October 2025
One evening last week, at midnight, as September turned to October, various elements of the US government were shut down. This has happened before, most recently in 2018 under the same President, but this time, everything feels more ominous. In fairness, markets were indifferent to the news and have even reached new highs since the announcement. My view is that this turn of events is yet another canary in the coal mine where authoritarianism is lurking just around the corner. The question for many investors is: “what does this mean for my portfolio”? So far, the answer is, “nothing at all”.
It has been said that financial markets climb a wall of worry. I have said on multiple occasions that one of my biggest worries is that people don’t seem worried – that optimism bias has led to lazy complacency. Stated differently, my perception is that there’s a degree of casual acceptance of macro-level circumstances that has taken hold among investors throughout the western world. My concern about valuations has been reiterated on multiple occasions for many quarters, if not years. What I have not said explicitly until now is that there is a considerable political risk that is proceeding apace – concurrent with the valuation risk. To my mind, this is a double uncertainty. The first question is when the bubble of multiple asset classes hitting all time highs will burst. The second question is when Donald Trump will drop the mask and all pretense of adherence to democratic principles. He was elected a year ago next month. In the nine and a half months since he has taken office, the destruction of centuries old political norms has proceeded at a breakneck pace.
The shutdown is another opportunity for the President to inflict pain on perceived enemies and to drive a wedge through the heart of the nation. He does this to foment fear and resentment among opposing factions in order to justify violent interventions that, when shown repeatedly on the evening news cause people to normalize images of military officials in the streets. He has gone so far as to use terminology like ‘the enemy within’ to describe people that, under any other President, would be thought of as legitimate, law-abiding citizens. The problem with President Trump is that there is no reliable way to predict what the future may hold. He thrives on chaos. It is his modus operandi. That makes the task for investors difficult, because it’s essentially impossible to construct a rational forward-looking investment strategy considering such unprecedented uncertainty. Historically, the finance industry’s mantra is to simply maintain your strategic asset allocation and ignore the noise.

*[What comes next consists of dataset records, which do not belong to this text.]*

PR #350, opened 2019-09-03
Greatly improve memory usage in osm2mimir streets computation

GuillaumeGomez:
Depends on https://github.com/TeXitoi/osmpbfreader-rs/pull/22

When running on central america with osm2mimir, the memory consumption goes from 5464 MB to 4790 MB. Considering this is a **very** small file, I expect the difference to be way bigger for the whole world. Only question: should I provide an option for this or not?

### DIFF
--- a/src/osm_reader/osm_utils.rs
+++ b/src/osm_reader/osm_utils.rs
@@ -33,10 +33,10 @@ use osmpbfreader;
 
 use geo::centroid::Centroid;
 use geo::MultiPolygon;
-use std::collections::BTreeMap;
+use osmpbfreader::StoreObjs;
 
-pub fn get_way_coord(
-    obj_map: &BTreeMap<osmpbfreader::OsmId, osmpbfreader::OsmObj>,
+pub fn get_way_coord<T: StoreObjs>(
+    obj_map: &T,
     way: &osmpbfreader::objects::Way,
 ) -> mimir::Coord {
     /*
@@ -49,8 +49,11 @@ pub fn get_way_coord(
         .iter()
         .skip(nb_nodes / 2)
         .filter_map(|node_id| obj_map.get(&(*node_id).into()))
-        .filter_map(|obj| obj.node())
-        .map(|node| mimir::Coord::new(node.lon(), node.lat()))
+        .filter(|obj| obj.node().is_some())
+        .map(|obj| {
+            let node = obj.node().unwrap();
+            mimir::Coord::new(node.lon(), node.lat())
+        })
         .next()
         .unwrap_or_else(mimir::Coord::default)
 }
--- a/src/osm_reader/osm_utils.rs
+++ b/src/osm_reader/osm_utils.rs
@@ -50,11 +50,7 @@ pub fn get_way_coord<T: StoreObjs + Getter>(
         .iter()
         .skip(nb_nodes / 2)
         .filter_map(|node_id| obj_map.get(&(*node_id).into()))
-        .filter(|obj| obj.node().is_some())
-        .map(|obj| {
-            let node = obj.node().unwrap();
-            mimir::Coord::new(node.lon(), node.lat())
-        })
+        .filter_map(|obj| obj.node().map(|node| mimir::Coord::new(node.lon(), node.lat())))
         .next()
         .unwrap_or_else(mimir::Coord::default)
 }
--- a/src/osm_reader/osm_utils.rs
+++ b/src/osm_reader/osm_utils.rs
@@ -34,8 +34,9 @@ use osmpbfreader;
 use geo::centroid::Centroid;
 use geo::MultiPolygon;
 use osmpbfreader::StoreObjs;
+use super::street::Getter;
 
-pub fn get_way_coord<T: StoreObjs>(
+pub fn get_way_coord<T: StoreObjs + Getter>(
     obj_map: &T,
     way: &osmpbfreader::objects::Way,
 ) -> mimir::Coord {
--- a/src/osm_reader/osm_utils.rs
+++ b/src/osm_reader/osm_utils.rs
@@ -31,10 +31,10 @@
 use mimir;
 use osmpbfreader;
 
+use super::street::Getter;
 use geo::centroid::Centroid;
 use geo::MultiPolygon;
 use osmpbfreader::StoreObjs;
-use super::street::Getter;
 
 pub fn get_way_coord<T: StoreObjs + Getter>(
     obj_map: &T,
@@ -50,7 +50,10 @@ pub fn get_way_coord<T: StoreObjs + Getter>(
         .iter()
         .skip(nb_nodes / 2)
         .filter_map(|node_id| obj_map.get(&(*node_id).into()))
-        .filter_map(|obj| obj.node().map(|node| mimir::Coord::new(node.lon(), node.lat())))
+        .filter_map(|obj| {
+            obj.node()
+                .map(|node| mimir::Coord::new(node.lon(), node.lat()))
+        })
         .next()
         .unwrap_or_else(mimir::Coord::default)
 }
--- a/src/osm_reader/street.rs
+++ b/src/osm_reader/street.rs
@@ -34,7 +34,7 @@ use crate::{labels, utils, Error};
 use failure::ResultExt;
 use osmpbfreader::{OsmId, OsmObj, StoreObjs};
 use rusqlite::{Connection, ToSql, NO_PARAMS};
-use serde_json;
+use bincode;
 use slog_scope::{error, info};
 use std::borrow::Cow;
 use std::collections::{BTreeMap, BTreeSet};
@@ -67,11 +67,11 @@ macro_rules! err_logger {
 macro_rules! get_kind {
     ($obj:expr) => {
         if $obj.is_node() {
-            &"node"
+            &0
         } else if $obj.is_way() {
-            &"way"
+            &1
         } else if $obj.is_relation() {
-            &"relation"
+            &2
         } else {
             panic!("Unknown OSM object kind!")
         }
@@ -102,8 +102,8 @@ impl<'a> DB<'a> {
         conn.execute(
             "CREATE TABLE ids (
                 id   INTEGER NOT NULL,
-                obj  TEXT NOT NULL,
-                kind TEXT NOT NULL,
+                obj  BLOB NOT NULL,
+                kind INTEGER NOT NULL,
                 UNIQUE(id, kind)
              )",
             NO_PARAMS,
@@ -123,11 +123,13 @@ impl<'a> DB<'a> {
             "DB::get_from_id: query_map failed"
         );
         while let Some(row) = err_logger!(iter.next(), "DB::get_from_id: next failed") {
-            let obj: String = err_logger!(row.get(0), "DB::get_from_id: failed to get obj field");
-            return err_logger!(
-                serde_json::from_str(&obj),
-                "DB::get_from_id: conversion from string failed"
+            let obj: Vec<u8> = err_logger!(row.get(0), "DB::get_from_id: failed to get obj field");
+            let obj: OsmObj = err_logger!(
+                bincode::deserialize(&obj),
+                "DB::for_each: serde conversion failed",
+                None
             );
+            return Some(obj);
         }
         None
     }
@@ -140,10 +142,10 @@ impl<'a> DB<'a> {
         );
         let mut rows = err_logger!(stmt.query(NO_PARAMS), "DB::for_each: query_map failed", ());
         while let Some(row) = err_logger!(rows.next(), "DB::for_each: next failed", ()) {
-            let obj: String = err_logger!(row.get(0), "DB::for_each: failed to get obj field", ());
+            let obj: Vec<u8> = err_logger!(row.get(0), "DB::for_each: failed to get obj field", ());
 
             let obj: OsmObj = err_logger!(
-                serde_json::from_str(&obj),
+                bincode::deserialize(&obj),
                 "DB::for_each: serde conversion failed",
                 ()
             );
@@ -155,15 +157,15 @@ impl<'a> DB<'a> {
 impl<'a> StoreObjs for DB<'a> {
     fn insert(&mut self, id: OsmId, obj: OsmObj) {
         let kind = get_kind!(obj);
-        let obj = err_logger!(
-            serde_json::to_string(&obj),
+        let ser_obj = err_logger!(
+            bincode::serialize(&obj),
             "DB::insert: failed to convert to json",
             ()
         );
         err_logger!(
             self.conn.execute(
                 "INSERT OR IGNORE INTO ids(id, obj, kind) VALUES (?1, ?2, ?3)",
-                &[&id.inner_id() as &dyn ToSql, &obj, kind]
+                &[&id.inner_id() as &dyn ToSql, &ser_obj, kind]
             ),
             "DB::insert: insert failed",
             ()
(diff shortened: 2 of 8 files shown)


src/osm_reader/street.rs
```diff
@@ -36,6 +36,96 @@ use slog_scope::info;
...
+        }
+    }
+}
+
+impl StoreObjs for DB {
+    fn insert(&mut self, id: OsmId, obj: OsmObj) {
+        let obj = serde_json::to_string(&obj).expect("failed to convert to json");
+        self.conn.execute(
+            "INSERT OR IGNORE INTO ids(id, obj) VALUES (?1, ?2)",
+            &[&id.as_i64() as &dyn ToSql, &obj],
```
TeXitoi: You can have a way, a node and a relation with the same identifier.

src/osm_reader/street.rs
```diff
@@ -36,6 +36,96 @@ use slog_scope::info;
...
+use rusqlite::{Connection, ToSql, NO_PARAMS};
+use serde_json;
+use std::fs;
+
+// TODO: regarder si diesel serait mieux
+struct DB {
+    conn: Connection,
+}
+
+const DB_FILE_PATH: &str = "./cosmogony_db.db3";
```
TeXitoi: That's dirty, better to give an option, with as value the path to the file. Else, you need the working directory to be writable.

src/osm_reader/street.rs
```diff
@@ -36,6 +36,96 @@ use slog_scope::info;
 use std::collections::{BTreeMap, BTreeSet};
 use std::ops::Deref;
 use std::sync::Arc;
+use osmpbfreader::{StoreObjs, OsmId, OsmObj, OsmObjWrapper, NodeId, WayId, RelationId};
+use rusqlite::{Connection, ToSql, NO_PARAMS};
+use serde_json;
+use std::fs;
+
+// TODO: regarder si diesel serait mieux
```
TeXitoi: french

src/osm_reader/street.rs
```diff
@@ -36,6 +36,96 @@ use slog_scope::info;
...
+            .prepare("SELECT obj FROM ids WHERE id=?1").expect("prepare failed");
+        let mut iter = stmt.query(&[&id.as_i64() as &dyn ToSql]).expect("query_map failed");
+        while let Some(row) = iter.next().expect("next failed") {
+            let obj: String = row.get(0).expect("failed to get obj field");
+            return serde_json::from_str(&obj).expect("conversion from string failed")
+        }
+        None
+    }
+
+    fn iter<F: FnMut(OsmId, OsmObj)>(&self, mut f: F) {
```
TeXitoi: An `iter` function should return an iterator. That's more a `for_each` method.

src/osm_reader/street.rs
GuillaumeGomez: Yes and it's handled as such.

src/osm_reader/street.rs
GuillaumeGomez: Oh true. Forgot about it.

src/osm_reader/street.rs
GuillaumeGomez: Damn, forgot to remove this line...

src/osm_reader/street.rs
TeXitoi: You can implement an `iter` function, it would be much better.

GuillaumeGomez: No actually I can't. And believe me I tried for quite a long time. rusqlite has lifetime issues which forced me to make it work this way. But renaming it to `for_each` seems better.

src/osm_reader/street.rs
GuillaumeGomez: And it's handled as such in the getter.

src/osm_reader/street.rs
```diff
@@ -36,6 +36,96 @@ use slog_scope::info;
...
+        }
+    }
+
+    fn get_from_id(&self, id: &OsmId) -> Option<OsmObj> {
+        let mut stmt = self.conn
+            .prepare("SELECT obj FROM ids WHERE id=?1").expect("prepare failed");
+        let mut iter = stmt.query(&[&id.as_i64() as &dyn ToSql]).expect("query_map failed");
+        while let Some(row) = iter.next().expect("next failed") {
+            let obj: String = row.get(0).expect("failed to get obj field");
+            return serde_json::from_str(&obj).expect("conversion from string failed")
```
TeXitoi: Using json is quite dirty and inefficient. Even if still dirty, bson might be much better in performances. And something using the fact that coords are 2 i32 can improve the performances a lot.

src/osm_reader/street.rs
```diff
@@ -36,6 +36,96 @@ use slog_scope::info;
...
+            let obj: String = row.get(1).expect("failed to get obj field");
+
+            let obj: OsmObj = serde_json::from_str(&obj).expect("serde conversion failed");
+            let id = if obj.is_node() {
+                OsmId::Node(NodeId(id))
+            } else if obj.is_way() {
+                OsmId::Way(WayId(id))
+            } else {
+                OsmId::Relation(RelationId(id))
+            };
```
TeXitoi: That's a reimplementation of the `id` method.

src/osm_reader/street.rs
```diff
@@ -36,6 +36,96 @@ use slog_scope::info;
...
+            f(id, obj);
```
TeXitoi: Why providing this `id` parameter when it's already in `obj`?

src/osm_reader/street.rs
```diff
@@ -36,6 +36,96 @@ use slog_scope::info;
...
+        let conn = Connection::open(&DB_FILE_PATH).expect("failed to open SQLITE connection");
+
+        conn.execute(
+            "CREATE TABLE ids (
+                id   INTEGER PRIMARY KEY,
+                obj  TEXT NOT NULL,
+                UNIQUE(id)
+             )",
+            NO_PARAMS,
+        ).expect("failed to create table");
```
TeXitoi: Should not panic as it can fail in normal circumstances.

src/osm_reader/street.rs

More explicitly still, my concern is that this time really is different. I know that that statement will be seen as heresy in certain circles. To hear the industry tell it, capital markets will proceed in an upward trajectory over the long term come hell or high water, inflation or deflation, recession or expansion…. and even, presumably, the democratic election of an authoritarian strongman who has no regard for the constitution and who actively dismantles the checks and balances that were put in place to protect the population. I guess my concern is only going halfway. Having a bubble burst may ultimately be the least of our problems. I am absolutely certain that what we’re seeing south of the border is something that none of us has seen on our side of the Atlantic in our lifetime. It really, truly is different. What I don’t know, and what no one can know, is whether that difference has any material implication for how you go about investing your money. My guess is that it will. I have spent late 2024 and all of 2025 moving client holdings into hard assets like real estate, resources, infrastructure, and gold bullion. Time will tell if my concerns are justified. I would be delighted to be wrong.